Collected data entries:
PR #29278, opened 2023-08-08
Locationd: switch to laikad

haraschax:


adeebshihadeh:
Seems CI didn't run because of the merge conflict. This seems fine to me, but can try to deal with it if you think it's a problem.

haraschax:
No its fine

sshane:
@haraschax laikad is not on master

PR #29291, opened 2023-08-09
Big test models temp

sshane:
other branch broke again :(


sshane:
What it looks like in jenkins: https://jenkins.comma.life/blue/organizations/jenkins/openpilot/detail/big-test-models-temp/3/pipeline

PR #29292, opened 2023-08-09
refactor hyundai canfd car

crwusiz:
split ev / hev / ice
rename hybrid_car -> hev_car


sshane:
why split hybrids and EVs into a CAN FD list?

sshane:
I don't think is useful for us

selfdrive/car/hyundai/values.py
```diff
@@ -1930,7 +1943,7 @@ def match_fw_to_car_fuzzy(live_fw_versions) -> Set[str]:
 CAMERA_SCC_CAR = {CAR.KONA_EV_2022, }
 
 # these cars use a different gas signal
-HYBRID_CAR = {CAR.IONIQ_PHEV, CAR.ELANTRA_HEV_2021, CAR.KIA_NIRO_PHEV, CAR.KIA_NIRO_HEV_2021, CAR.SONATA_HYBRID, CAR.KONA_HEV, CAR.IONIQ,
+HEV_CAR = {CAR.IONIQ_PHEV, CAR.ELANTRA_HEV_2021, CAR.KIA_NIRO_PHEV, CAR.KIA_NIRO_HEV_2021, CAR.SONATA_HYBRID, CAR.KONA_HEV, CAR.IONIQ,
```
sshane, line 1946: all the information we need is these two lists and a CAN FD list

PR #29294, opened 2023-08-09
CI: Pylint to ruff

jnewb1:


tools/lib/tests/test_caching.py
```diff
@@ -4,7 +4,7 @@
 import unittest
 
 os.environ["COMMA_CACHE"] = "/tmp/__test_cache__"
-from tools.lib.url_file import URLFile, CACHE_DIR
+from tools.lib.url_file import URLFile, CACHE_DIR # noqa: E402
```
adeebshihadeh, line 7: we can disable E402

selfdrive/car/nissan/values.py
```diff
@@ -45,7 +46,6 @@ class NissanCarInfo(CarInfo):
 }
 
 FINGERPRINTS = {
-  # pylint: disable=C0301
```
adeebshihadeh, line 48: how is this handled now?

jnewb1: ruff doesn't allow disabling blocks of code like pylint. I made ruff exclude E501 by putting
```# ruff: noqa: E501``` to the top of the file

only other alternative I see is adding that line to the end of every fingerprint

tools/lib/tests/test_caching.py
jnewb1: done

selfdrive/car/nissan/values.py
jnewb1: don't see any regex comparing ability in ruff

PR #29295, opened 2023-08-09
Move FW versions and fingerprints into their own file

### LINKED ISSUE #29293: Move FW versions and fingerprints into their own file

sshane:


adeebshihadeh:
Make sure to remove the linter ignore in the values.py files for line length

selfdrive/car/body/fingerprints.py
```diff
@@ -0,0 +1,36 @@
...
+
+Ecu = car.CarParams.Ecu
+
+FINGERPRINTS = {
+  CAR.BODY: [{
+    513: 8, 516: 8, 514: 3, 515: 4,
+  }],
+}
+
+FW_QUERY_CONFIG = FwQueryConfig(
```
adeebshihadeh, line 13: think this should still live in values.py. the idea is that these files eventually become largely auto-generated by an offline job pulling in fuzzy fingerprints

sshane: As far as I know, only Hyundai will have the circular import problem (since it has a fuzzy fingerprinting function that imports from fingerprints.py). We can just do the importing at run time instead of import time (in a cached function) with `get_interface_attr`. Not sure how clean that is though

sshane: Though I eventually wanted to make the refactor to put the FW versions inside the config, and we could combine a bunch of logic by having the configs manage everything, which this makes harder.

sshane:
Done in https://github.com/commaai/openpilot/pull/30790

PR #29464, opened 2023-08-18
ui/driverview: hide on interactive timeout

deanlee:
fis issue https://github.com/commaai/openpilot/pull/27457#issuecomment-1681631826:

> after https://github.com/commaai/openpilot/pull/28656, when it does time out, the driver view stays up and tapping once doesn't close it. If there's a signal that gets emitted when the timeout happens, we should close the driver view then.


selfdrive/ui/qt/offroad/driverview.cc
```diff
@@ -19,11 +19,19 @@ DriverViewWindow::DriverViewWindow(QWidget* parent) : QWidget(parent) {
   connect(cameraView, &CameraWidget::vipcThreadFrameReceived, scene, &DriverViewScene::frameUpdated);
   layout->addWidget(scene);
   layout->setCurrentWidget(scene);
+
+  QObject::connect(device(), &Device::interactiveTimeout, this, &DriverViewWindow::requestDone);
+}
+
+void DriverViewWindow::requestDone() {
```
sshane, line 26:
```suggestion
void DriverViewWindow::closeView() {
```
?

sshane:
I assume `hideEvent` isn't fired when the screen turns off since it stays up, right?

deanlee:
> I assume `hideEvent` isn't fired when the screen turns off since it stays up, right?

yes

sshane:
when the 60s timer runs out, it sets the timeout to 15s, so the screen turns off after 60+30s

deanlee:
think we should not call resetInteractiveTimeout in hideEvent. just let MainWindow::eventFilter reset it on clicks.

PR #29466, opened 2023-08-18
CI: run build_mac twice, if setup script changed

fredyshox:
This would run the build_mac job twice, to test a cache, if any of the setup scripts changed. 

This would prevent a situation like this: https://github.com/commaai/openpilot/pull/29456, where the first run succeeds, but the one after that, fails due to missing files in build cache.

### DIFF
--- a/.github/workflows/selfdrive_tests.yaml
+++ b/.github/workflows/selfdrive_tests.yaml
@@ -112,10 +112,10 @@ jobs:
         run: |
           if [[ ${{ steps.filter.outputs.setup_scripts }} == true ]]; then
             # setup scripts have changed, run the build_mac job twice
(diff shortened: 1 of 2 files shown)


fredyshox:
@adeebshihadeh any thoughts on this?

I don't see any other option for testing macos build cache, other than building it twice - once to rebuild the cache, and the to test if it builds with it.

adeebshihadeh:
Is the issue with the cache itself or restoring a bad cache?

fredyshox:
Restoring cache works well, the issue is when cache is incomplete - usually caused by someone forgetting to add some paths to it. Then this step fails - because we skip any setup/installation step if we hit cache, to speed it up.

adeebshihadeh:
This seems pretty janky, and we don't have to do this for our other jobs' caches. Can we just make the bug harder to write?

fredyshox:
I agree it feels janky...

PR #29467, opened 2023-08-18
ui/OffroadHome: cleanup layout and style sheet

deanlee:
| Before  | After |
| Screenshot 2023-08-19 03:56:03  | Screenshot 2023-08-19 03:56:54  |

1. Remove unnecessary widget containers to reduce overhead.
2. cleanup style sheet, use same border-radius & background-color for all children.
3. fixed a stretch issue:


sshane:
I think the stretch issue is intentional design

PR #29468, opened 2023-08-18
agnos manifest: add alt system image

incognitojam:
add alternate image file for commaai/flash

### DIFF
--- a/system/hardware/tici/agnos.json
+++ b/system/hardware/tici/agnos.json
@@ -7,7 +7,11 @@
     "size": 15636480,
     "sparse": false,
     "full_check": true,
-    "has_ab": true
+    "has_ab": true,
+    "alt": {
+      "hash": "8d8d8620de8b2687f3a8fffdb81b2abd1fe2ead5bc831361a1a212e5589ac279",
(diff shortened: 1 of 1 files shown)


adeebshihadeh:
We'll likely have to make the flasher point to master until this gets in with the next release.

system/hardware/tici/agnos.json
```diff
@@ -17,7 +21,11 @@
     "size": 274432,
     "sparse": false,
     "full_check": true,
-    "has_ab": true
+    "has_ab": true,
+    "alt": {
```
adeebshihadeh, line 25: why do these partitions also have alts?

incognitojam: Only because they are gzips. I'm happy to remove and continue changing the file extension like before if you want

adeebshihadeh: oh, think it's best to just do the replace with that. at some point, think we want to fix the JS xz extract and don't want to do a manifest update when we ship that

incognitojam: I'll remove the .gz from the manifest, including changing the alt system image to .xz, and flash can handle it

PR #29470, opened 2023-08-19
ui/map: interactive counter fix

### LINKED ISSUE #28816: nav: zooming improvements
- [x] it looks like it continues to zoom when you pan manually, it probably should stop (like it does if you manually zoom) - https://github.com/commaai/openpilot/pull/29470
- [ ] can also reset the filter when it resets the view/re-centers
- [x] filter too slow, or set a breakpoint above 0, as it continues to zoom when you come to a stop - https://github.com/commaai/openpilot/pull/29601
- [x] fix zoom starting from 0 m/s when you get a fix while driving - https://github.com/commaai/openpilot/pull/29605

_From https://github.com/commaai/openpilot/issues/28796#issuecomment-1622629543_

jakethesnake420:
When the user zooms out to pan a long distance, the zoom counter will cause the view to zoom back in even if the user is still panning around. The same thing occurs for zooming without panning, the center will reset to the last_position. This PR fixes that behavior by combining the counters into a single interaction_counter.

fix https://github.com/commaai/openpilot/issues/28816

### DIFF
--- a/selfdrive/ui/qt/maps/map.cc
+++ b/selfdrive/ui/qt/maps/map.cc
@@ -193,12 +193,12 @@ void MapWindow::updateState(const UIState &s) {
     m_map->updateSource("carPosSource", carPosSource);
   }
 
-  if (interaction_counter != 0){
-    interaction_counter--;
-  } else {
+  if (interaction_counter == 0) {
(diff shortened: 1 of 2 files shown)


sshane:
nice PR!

WORK ORDER
Wherever the string "fails" occurs in the records above, copy that line.

ANSWER FOR THIS EXERCISE
This would prevent a situation like this: https://github.com/commaai/openpilot/pull/29456, where the first run succeeds, but the one after that, fails due to missing files in build cache.
Restoring cache works well, the issue is when cache is incomplete - usually caused by someone forgetting to add some paths to it. Then this step fails - because we skip any setup/installation step if we hit cache, to speed it up.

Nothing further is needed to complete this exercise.